5dez 2022
06:30 UTC

TWITTER-TOOLBOX: An algorithmic proposal for linguistic data collection and analysis

Computational methods have been often used in more areas than initially expected (BOSTROM, 2014, p. 42). Even though the analysis of the Portuguese language with the aid of computational tools is not a novelty (SARDINHA, 2005), their use of manual techniques for data collection and analysis is still a reality among linguists that do not work in the area of Corpus Linguistics or Computational Linguistics. This situation is a clear limitation in the development of research with more explanatory power in areas, such as Sociolinguistics (SOUSA, 2022), due to the significant amount of time required to carry out collection and processing of a large sample of data, as in the case of texts from the internet. This environment is an unrestricted source of texts (MOREIRA FILHO, 2021, p. 100), that come mainly from social networks. One example of that isTwitter that has 19.05 million users from Brazil according to data from statisa, a German company specialized in market and consumer data. This fact makes Twitter a potential source of data for corpora construction, not only for description, but also for linguistic analysis. Therefore, this study aims at presenting the interdisciplinarity between Linguistics and Computer Science through the elaboration of computational solutions for relative problems to data collection and analysis in language-related areas of study. Using the Python programming language (ROSSUM; DRAKE, 2009), libraries available for it, in particular the tweepy (ROESSLEIN, 2022) and NLTK (BIRD; LOPER; KLEIN, 2009), and natural language processing (NLP) techniques, a repository was built with algorithms that allow cleaning, organization, and analysis of linguistic data.

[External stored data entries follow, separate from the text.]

PR #648, opened 2026-02-21
Switch TokenCache to RWLock

tustvold:

- Closes https://github.com/apache/arrow-rs-object-store/issues/541.

# Rationale for this change
 

### DIFF
--- a/src/client/token.rs
+++ b/src/client/token.rs
@@ -56,7 +56,7 @@ impl<T> Default for TokenCache<T> {
     }
 }
 
-impl<T: Clone + Send> TokenCache<T> {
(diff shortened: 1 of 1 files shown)


src/client/token.rs
```diff
@@ -56,7 +56,7 @@ impl<T> Default for TokenCache<T> {
     }
 }
 
-impl<T: Clone + Send> TokenCache<T> {
+impl<T: Clone + Send + Sync> TokenCache<T> {
```
tustvold, line 59: This is necessary to make get_or_insert_with Send, which otherwise makes clippy sad

crepererum (approved):

Issue #529, opened 2025-11-05
Support upper-case configuration options in parse_url_opts


christianbudgetthuis:
**Is your feature request related to a problem or challenge? Please describe what you are trying to do.**
When using the from_env function of the object store builders, environmental variables are expected to be upper-case, as is coventional. They are then converted to lower-case to be able to parse them as configuration options (see https://github.com/apache/arrow-rs-object-store/blob/1b8ecc7f41eab2a3c2c373f1c2fe21bebe391727/src/azure/builder.rs#L517).

However, when using parse_url_opts the input is _not_ converted to lower-case (see https://github.com/apache/arrow-rs-object-store/blob/1b8ecc7f41eab2a3c2c373f1c2fe21bebe391727/src/parse.rs#L146) but, of course, still needs to be lower-case as this is what the parse function expects. The documentation even recommends passing std::env::vars() to the parse_url_opts function, which does not work as expected if you are using upper-case environmental variables.

**Describe the solution you'd like**
Make parse_url_opts work with uppercase env. var names, e.g. add to_ascii_lowercase in the builder macro.

**Describe alternatives you've considered**
Add a note in the documentation that the configuration options need to be lower-case for parse_url_opts and uppercase when using from_env() functions for concrete object stores.

tustvold:
Why not just convert the options to lower case on input? The current design was chosen as it allows users to choose if they want case sensitivity or not

christianbudgetthuis:
You are right, that is a possible workaround.

However, it seems a little confusing to me that the from_env() function in the builder does automatically convert to lower-case, while the parse_url_opts() function does not. But if that remains the case, I would suggest the documentation (https://docs.rs/object_store/latest/object_store/fn.parse_url_opts.html) to mention that the input here is case-sensitive and needs to be lower-case. Especially, since the builder documentation (https://docs.rs/object_store/latest/object_store/azure/struct.MicrosoftAzureBuilder.html#method.from_env), does state them in upper-case, and one could assume that both functions work alike.

PR #652, opened 2026-02-27
Unify `from_env` behaviours

miraclx:

Closes https://github.com/apache/arrow-rs-object-store/issues/529.

# Rationale for this change
 
I just ran into this issue myself after generalizing my use of `AmazonS3` via [`from_env`](https://github.com/apache/arrow-rs-object-store/blob/907653e46232edb3a635969bf288324b68d62cdc/src/aws/builder.rs#L575) to `DefaultObjectStoreRegistry`. A cursory look at the code suggests the intended effect is equivalence, but that's not the observed effect.

This is so due to [`AmazonS3Builder::from_env`](https://github.com/apache/arrow-rs-object-store/blob/907653e46232edb3a635969bf288324b68d62cdc/src/aws/builder.rs#L581) calling `.to_ascii_lowercase`, and well enough, 
the [GCP](https://github.com/apache/arrow-rs-object-store/blob/907653e46232edb3a635969bf288324b68d62cdc/src/gcp/builder.rs#L284) and [`Azure`](https://github.com/apache/arrow-rs-object-store/blob/907653e46232edb3a635969bf288324b68d62cdc/src/azure/builder.rs#L517) do the same thing.

`parse_url_opts` being the outlier here suggests it's the wrong one, and therefore to offer some consistency, it should be patched to match.

PS: `AmazonS3Builder` says

https://github.com/apache/arrow-rs-object-store/blob/907653e46232edb3a635969bf288324b68d62cdc/src/aws/builder.rs#L549

Which also contradicts its very own implementation. (It's also the only one to say this)

And finally, I don't think a single dependency should dictate the casing of project-wide env vars. (especially as AWS itself documents these in `SCREAMING_SNAKE_CASE`.

`parse_url_opts`, like the other `from_env` implementations, now also parses env vars case-insensitively.

Yes, documentation updated

### DIFF
--- a/src/parse.rs
+++ b/src/parse.rs
@@ -177,7 +177,7 @@ pub fn parse_url(url: &Url) -> Result<(Box<dyn ObjectStore>, Path), super::Error
 /// * `options`: A list of key-value pairs to pass to the [`ObjectStore`] builder.
 ///   Note different object stores accept different configuration options, so
 ///   the options that are read depends on the `url` value. One common pattern
-///   is to pass configuration information via process variables using
+///   is to pass configuration information via process variables using [`std::env::vars`].
 ///
 /// Returns
 /// - An [`ObjectStore`] of the corresponding type


src/parse.rs
```diff
@@ -144,7 +144,7 @@ macro_rules! builder_opts {
     ($builder:ty, $url:expr, $options:expr) => {{
         let builder = $options.into_iter().fold(
             <$builder>::new().with_url($url.to_string()),
-            |builder, (key, value)| match key.as_ref().parse() {
+            |builder, (key, value)| match key.as_ref().to_ascii_lowercase().parse() {
```
crepererum, line 147: Can we have a test for this code change?

miraclx: Done, updated `test_url_http` to account for this

src/parse.rs
```diff
@@ -178,8 +178,6 @@ pub fn parse_url(url: &Url) -> Result<(Box<dyn ObjectStore>, Path), super::Error
 ///   Note different object stores accept different configuration options, so
 ///   the options that are read depends on the `url` value. One common pattern
 ///   is to pass configuration information via process variables using
-///   [`std::env::vars`]. Keys must be lower-case and match the list of supported
```
kylebarron, line 181: This cuts off the sentence?

src/aws/builder.rs
```diff
@@ -546,7 +546,6 @@ impl AmazonS3Builder {
     ///
     /// All environment variables starting with `AWS_` will be evaluated.
     /// Names must match acceptable input to [`AmazonS3ConfigKey::from_str`].
-    /// Only upper-case environment variables are accepted.
```
kylebarron, line 549: Is there a line like this in the docs for the gcp and azure builders?

src/parse.rs
miraclx: Fixed, thanks!

src/aws/builder.rs
miraclx: No, only AWS incorrectly mentions this.

crepererum:
thank you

Moreover, by using Twitter as a source of linguistic data, there was also a focus on the step of collecting texts from that social network to build the corpus. The algorithms demonstrated effectiveness and practicality in the steps involved in data processing since they enabled the filtering through keywords by creating specific fields to
build the corpus, the cleaning of the data by removing unwanted symbols, punctuation, and terms, and the analysis using bigrams, a technique from the NLP area. These results are shared in a public open source repository (GOIS, 2022), in line with Open Science principles. Furthermore, the built algorithms have the potential to work as basis for new modules that implement tools produced from NLP techniques, such as tokenization and tagging, thus expanding the frontiers of interdisciplinarity between Linguistics and Computer Science.